#Verificamos: É falso que Ciro Gomes deixou de ser ministro da Fazenda ‘por incompetência’

por Maurício Moraes

Circula pelas redes sociais uma montagem que mostra uma foto do ex-candidato à Presidência Ciro Gomes (PDT) acompanhada de um texto com o período em que ele foi ministro da Fazenda, no governo de Itamar Franco (PMDB). Ciro comandou a pasta de 6 de setembro de 1994 a 1º de janeiro de 1995. Uma legenda “informa” que ele teve que deixar o cargo “por ser incompetente”. Por meio do projeto de verificação de notícias, usuários do Facebook solicitaram que esse material fosse analisado. Confira a seguir o trabalho de verificação da Lupa:

“Sabe quem foi tirado do ministério depois de quatro meses por ser incompetente (…)? Ele mesmo, o Tiro Nomes [Ciro Gomes]”
Trecho de post que, até as 15 horas do dia 17 de abril de 2019, havia sido compartilhado mais de 1,5 mil vezes pelo Facebook

FALSO

A informação verificada pela Lupa é falsa. Ciro Gomes não foi tirado do cargo de ministro da Fazenda por ser incompetente. Chamado às pressas para ocupar o lugar de Rubens Ricupero – que havia renunciado depois do vazamento de um áudio com um repórter, no que ficou conhecido como o escândalo da parabólica –, ele só saiu da pasta quando o governo de Itamar Franco terminou, no final de 1994. Ciro foi convidado para assumir outro ministério no governo de Fernando Henrique Cardoso (PSDB), mas preferiu não aceitar..

No primeiro capítulo do livro Diários da Presidência – Volume 1: 1995-1996 (Companhia das Letras, 2015), Cardoso narra como foi a montagem do seu ministério. Ao contar sobre as articulações políticas da época, diz ter chamado Ciro para fazer parte da equipe. “Convidei o Ciro.
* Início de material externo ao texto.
PR #62, opened 2017-06-15
add missing tests

elfassy:
Get code coverage back to 100%


bdewater:
👍  can we get the suite to fail too if it dips below 100% again?

PR #65, opened 2017-06-19
deprecate the MoneyParser in favour or a really basic parser

elfassy:
# What
Deprecation warnings for the `MoneyParser` (to be removed in the next major release and moved to its own gem). https://github.com/Shopify/money/issues/70

# Why
A money string is dependent on the country and preferences and be as simple or as complex as people want. It is thus best to let people write their own parsers to decide on the rules they'd like implemented. Examples: `1.000` could be `one thousand` or `one` depending on the locale and/or currency.
This gem's parser should be much simpler than what it is right now and not make these assumptions.


elfassy:
related to https://github.com/Shopify/money/pull/43

PR #71, opened 2017-07-06
Add `Money.with_currency` similar to Rails' `Time.use_zone`

bdewater:
This allows to set the implicit default currency in a block scope, without having to set it explicitly inside the scope every time a new money object is created.

### DIFF
--- a/lib/money/money.rb
+++ b/lib/money/money.rb
@@ -23,8 +23,8 @@ class Money
     end
     alias_method :empty, :zero
 
-    def parse(input, _currency = nil)
-      parser.parse(input)
+    def parse(input, currency = nil)
+      parser.parse(input, currency)
     end
 
     def from_cents(cents, currency = nil)
--- a/lib/money/money.rb
+++ b/lib/money/money.rb
@@ -7,7 +7,7 @@ class Money
     attr_accessor :parser, :default_currency
 
     def new(value = 0, currency = nil)
-      currency ||= default_currency
+      currency ||= current_currency || default_currency
 
       if value == 0
         @@zero_money ||= {}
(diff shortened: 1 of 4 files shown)


lib/money/money.rb
```diff
@@ -37,6 +37,19 @@ def from_subunits(subunits, currency_iso)
       new(value, currency)
     end
 
+    # Set Money.default_currency inside the supplied block, resets it to
+    # the previous value when done to prevent leaking state. Similar to
+    # ActiveSupport's Time.use_zone. This won't affect instances being created
+    # with explicitly set currency.
+    def use_currency(currency)
+      begin
+        old_currency, Money.default_currency = Money.default_currency, currency
```
elfassy: `Thread.current`

lib/money/money.rb
```diff
@@ -37,6 +37,19 @@ def from_subunits(subunits, currency_iso)
       new(value, currency)
     end
 
+    # Set Money.default_currency inside the supplied block, resets it to
+    # the previous value when done to prevent leaking state. Similar to
+    # ActiveSupport's Time.use_zone. This won't affect instances being created
+    # with explicitly set currency.
+    def use_currency(currency)
```
elfassy: what do you think of `with_currency` instead, I think it's closer to what's used elsewhere

spec/money_spec.rb
```diff
@@ -632,4 +632,43 @@
       Money.deprecate('ok')
     end
   end
+
+  describe('#use_currency') do
```
Krystosterone: Unnecessary `()`

spec/money_spec.rb
```diff
@@ -632,4 +632,43 @@
...
+    it "allows setting the implicit default currency for a block scope" do
+      money = nil
+      Money.with_currency('CAD') do
+        money = Money.new(1.00)
+      end
+
+      expect(money.currency.iso_code).to eq('CAD')
+    end
+
+    it "does not use the currency for a block scope when explicitly set" do
```
Krystosterone: 👏

lib/money/money.rb
```diff
@@ -37,6 +35,27 @@ def from_subunits(subunits, currency_iso)
       new(value, currency)
     end
 
+    def current_currency
+      Thread.current[:money_currency]
```
Krystosterone: 👏

PR #72, opened 2017-07-07
encode_with currency for simple serialization

elfassy:
# Why
There's no need to serialize complex objects such as the currency objects, only the iso_code string is needed. 
- use less resources (no need to store all the currency data on every record)
- easier for humans to read db records
- old gem versions will be able to deserialize the new format (otherwise might raise Currency class not found), useful for phased deploys

# What
- use `encode_with` to specify how to serialize the money object and `init_with` to deserialize
- serialize currency as the `iso_code` string

### DIFF
--- a/lib/money/money.rb
+++ b/lib/money/money.rb
@@ -57,7 +57,7 @@ class Money
   end
 
   def encode_with(coder)
-    coder['value'] = @value
+    coder['value'] = @value.to_s('F')
     coder['currency'] = @currency.iso_code
   end
 
--- a/lib/money/money.rb
+++ b/lib/money/money.rb
@@ -53,7 +53,12 @@ class Money
   end
 
   def init_with(coder)
-    initialize(coder.map['value'], coder.map['currency'])
+    initialize(coder['value'], coder['currency'])
+  end
+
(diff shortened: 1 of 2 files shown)


elfassy:
Added a second commit where we serialize value as float instead of keeping it as bigdecimal. I'm on the fence on this one would like to hear what you think. It does make the value human readable but it required converting to float and then back to bigdecimal when we deserialize.

sunblaze:
Isn't it a bad idea usually to convert money objects to floats? Can you serialize the BigDecimal to a string instead?

elfassy:
@sunblaze Initially didn't want to go to string because
```
BigDecimal.new(1.29, 15).to_s
=> "0.129E1"
```
but it turns out `to_s` takes an argument to show how we want it formatted https://ruby-doc.org/stdlib-1.9.3/libdoc/bigdecimal/rdoc/BigDecimal.html#method-i-to_s
```
BigDecimal.new(1.29, 15).to_s('F')
=> "1.29"
```
I'll update 👍

elfassy:
🔔  are we good with this PR?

Porque sou devedor, e o Brasil também, a ele, pela maneira como substituiu de imediato o Rubens Ricupero no Ministério da Fazenda, quando comentários feitos em off no intervalo de uma entrevista à televisão foram captados pelas parabólicas”, escreveu. “Esse episódio poderia ter causado um dano enorme à credibilidade da política econômica se não tivéssemos tomado uma decisão rápida.”
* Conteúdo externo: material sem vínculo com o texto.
PR #74, opened 2017-07-10
Handle deserialization of null currency

elfassy:
# What
- Handle deserialization of null currency
- keep currency if doing a computation with a null currency
- add missing helpers unit tests

# Why
We're now only saving the ISO code in the DB. This means that for NullCurrency we have `xxx`. When we deserialize this iso code gets passed to the currency class which needs to be able to handle this code properly. ~~We considered moving this logic to the `value_to_currency` helper, but decided on the Currency class in order to prevent someone doing a manual `Currency.find('xxx')` from raising an exception.~~

### DIFF
--- a/lib/money/currency.rb
+++ b/lib/money/currency.rb
@@ -14,14 +14,7 @@ class Money
       def new(currency_iso)
         raise UnknownCurrency, "Currency can't be blank" if currency_iso.nil? || currency_iso.empty?
         iso = currency_iso.to_s.downcase
-        @@loaded_currencies[iso] || @@mutex.synchronize do
-          @@loaded_currencies[iso] =
-            if iso == 'xxx'
-              NullCurrency.new
-            else
-              super(iso)
-            end
-        end
+        @@loaded_currencies[iso] || @@mutex.synchronize { @@loaded_currencies[iso] = super(iso) }
       end
       alias_method :find!, :new
 
--- a/lib/money/currency.rb
+++ b/lib/money/currency.rb
@@ -14,7 +14,14 @@ class Money
       def new(currency_iso)
         raise UnknownCurrency, "Currency can't be blank" if currency_iso.nil? || currency_iso.empty?
         iso = currency_iso.to_s.downcase
-        @@loaded_currencies[iso] || @@mutex.synchronize { @@loaded_currencies[iso] = super(iso) }
+        @@loaded_currencies[iso] || @@mutex.synchronize do
+          @@loaded_currencies[iso] =
+            if iso == 'xxx'
+              NullCurrency.new
+            else
+              super(iso)
+            end
+        end
       end
       alias_method :find!, :new
 
--- a/lib/money/helpers.rb
+++ b/lib/money/helpers.rb
@@ -37,12 +37,16 @@ class Money
       when Money::Currency, Money::NullCurrency
         currency
       else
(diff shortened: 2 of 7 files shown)


lib/money/currency.rb
```diff
@@ -14,7 +14,9 @@ class << self
       def new(currency_iso)
         raise UnknownCurrency, "Currency can't be blank" if currency_iso.nil? || currency_iso.empty?
         iso = currency_iso.to_s.downcase
-        @@loaded_currencies[iso] || @@mutex.synchronize { @@loaded_currencies[iso] = super(iso) }
+        @@loaded_currencies[iso] || @@mutex.synchronize do
+          @@loaded_currencies[iso] = iso == 'xxx' ? NullCurrency.new : super(iso)
```
sunblaze: Does NullCurrency need to be cached in the @@loaded_currencies?

elfassy: doesn't need to be, but why not do it?

sunblaze: Yeah, so I was also looking at how this one line is already pretty complicated. So if we can pull out the check for a NullCurrency to before the `@@mutex.synchronize` we save having to do a synchronize on the first NullCurrency and this line becomes easier to read.

```ruby
return NullCurrency.new if iso == 'xxx'
@@loaded_currencies[iso] || @@mutex.synchronize { @@loaded_currencies[iso] = super(iso) }
```

lib/money/currency.rb
```diff
@@ -14,7 +14,14 @@ class << self
...
         iso = currency_iso.to_s.downcase
-        @@loaded_currencies[iso] || @@mutex.synchronize { @@loaded_currencies[iso] = super(iso) }
+        @@loaded_currencies[iso] || @@mutex.synchronize do
+          @@loaded_currencies[iso] =
+            if iso == 'xxx'
+              NullCurrency.new
+            else
+              super(iso)
+            end
+        end
```
sunblaze: Yeah, so I was also looking at how this one line is already pretty complicated. So if we can pull out the check for a NullCurrency to before the `@@mutex.synchronize` we save having to do a synchronize on the first NullCurrency and this line becomes easier to read.

```ruby
return NullCurrency.new if iso == 'xxx'
@@loaded_currencies[iso] || @@mutex.synchronize { @@loaded_currencies[iso] = super(iso) }
```

elfassy: Easier to read but we'd lose memoization. Discussed with Krystian and agreed that it would be better to move this logic to the `value_to_currency` helper since a `.new` does not usually return nil (or in this case our null object).

elfassy:
@Krystosterone please give this a second look, thanks

lib/money/helpers.rb
```diff
@@ -37,12 +37,16 @@ def value_to_currency(currency)
       when Money::Currency, Money::NullCurrency
         currency
       else
-        if currency.nil? || currency.empty?
+        if currency.nil? || currency.empty? || null_currency?(currency)
```
Krystosterone: If it's a `null_currency?`, shouldn't it return a `Money::NullCurrency`?

Krystosterone: Also just realized, are there no unit tests for helpers?

elfassy: no, it's the same as `currency.nil?`, meaning that there's no currency setup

Naquele ano havia sido implementado o Plano Real. Segundo Cardoso, Ciro não queria inicialmente chefiar a pasta. “Temia que o passo pudesse ser mais largo do que a perna, temia as consequências do seu estilo, temia não controlar a inflação e tinha razões nesse temor”, disse. “Foi o Itamar quem sugeriu seu nome, e eu concordei. Eu tinha sugerido o Bacha ou o Malan, ideias antigas minhas, mas vi que o Itamar se sentia mais confortável com o Ciro. Endossei prontamente e fiz muito empenho para que ele aceitasse.”
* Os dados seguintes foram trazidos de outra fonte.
PR #66, opened 2017-06-19
add pry to gems for test debugging

elfassy:

PR #75, opened 2017-07-12
Improve test suite

bdewater:
This PR combines a bunch of things to make the test suite hard, better, faster (or at least as fast) and stronger:
- Adds a test to ensure old serialized currency YAML in Shopify is correctly handled for future people refactoring this code.
- Use a real currency that can cause deprecation warnings and defaulting to raise on deprecation. The first part is more reflective of real app usage and the second one is to make sure it's loud and clear if we make a mistake.
- RSpec config to disable monkey patching, verifying method existance and arity when stubbing, and only using expect syntax for future proofing.
- Random test ordering to catch mistakes we make in the test suite with before and after hooks.
- Add Pry and byebug to debug anything, supersedes https://github.com/Shopify/money/pull/66

### DIFF
--- a/.gitignore
+++ b/.gitignore
@@ -47,3 +47,5 @@ pkg
 # For rubinius:
 #*.rbc
 Gemfile.lock
+
+.rspec_status
--- a/spec/spec_helper.rb
+++ b/spec/spec_helper.rb
@@ -29,6 +29,11 @@ load File.join(File.dirname(__FILE__), "schema.rb")
 Dir["#{File.dirname(__FILE__)}/support/**/*.rb"].each {|f| require f}
 
 RSpec.configure do |config|
+  config.order = :random
+  
+  # Enable flags like --only-failures and --next-failure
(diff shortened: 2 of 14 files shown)


.gitignore
```diff
@@ -47,3 +47,5 @@ pkg
 # For rubinius:
 #*.rbc
 Gemfile.lock
+
+.rspec_status
```
Krystosterone: linebreak plox

spec/spec_helper.rb
```diff
@@ -26,7 +31,20 @@
 Dir["#{File.dirname(__FILE__)}/support/**/*.rb"].each {|f| require f}
 
 RSpec.configure do |config|
+  config.order = :random
+  
+  # Enable flags like --only-failures and --next-failure
+  config.example_status_persistence_file_path = ".rspec_status"
+
+  config.disable_monkey_patching!
```
Krystosterone: Nice

PR #78, opened 2017-07-14
Add missing currencies

elfassy:
# Why
Some currencies are not valid iso currencies but are still used in "real life":tm:

# What
- currency_historic.json for all currencies that were once real currencies but are no longer
- currency_non_iso for currencies being used but are not part of the official iso standard (hint: they have a blank `iso_numeric` value)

O ex-presidente explica então que não pensou em mantê-lo no ministério da Fazenda, mas em outra pasta, porque desejava que continuasse no governo. “E queria mesmo, porque ele tem uma porção de qualidades que podiam ser úteis. Até que o Ciro me disse um sonoro ‘não’ com bastante firmeza, e eu o felicitei, porque acho que o mais adequado para ele, que é muito moço, é passar um tempo em Harvard”, escreveu.